PR #32, opened 2018-01-11
Add restricted IAM policy

### LINKED ISSUE #31: Add restricted IAM Policy for S3 Storage in documentation
We already talked about this in #2.
The goal is to get a restricted IAM Policy for S3 Storage.

qrevel:
Closes #31
Every API call is working with this policy.


jdolitsky:
excellent thanks!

··········

## TO DO
Going through the entries above, count the lines that have the word "restricted" and state that count alone.

## WRITTEN ANSWER
3